== Segment start ==
PR #5486, opened 2022-12-19
FEAT-#3044: add support for `api.extensions.register_*` functions

### LINKED ISSUE #3044: Add support for registering a custom accessor to allow user to extend DataFrames/Series
- pandas supports adding custom methods directly onto a DataFrame/Series. [pandas docs](https://pandas.pydata.org/pandas-docs/stable/development/extending.html#registering-custom-accessors)
- This pandas feature allows users to extend a pandas DataFrame/Series, and add their own functionality. 
  - Two examples of libraries that use this are [geopands](https://github.com/geopandas/geopandas) and [woodwork](https://github.com/alteryx/woodwork)
- It would be cool to also have the ability to register custom accessor in a modin DataFrame/Series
== Segment end ==
_PROBLEM DESCRIPTION_
Where a line in the records above includes the string "registering", show it.

_RESPONSE AREA_
### LINKED ISSUE #3044: Add support for registering a custom accessor to allow user to extend DataFrames/Series
- pandas supports adding custom methods directly onto a DataFrame/Series. [pandas docs](https://pandas.pydata.org/pandas-docs/stable/development/extending.html#registering-custom-accessors)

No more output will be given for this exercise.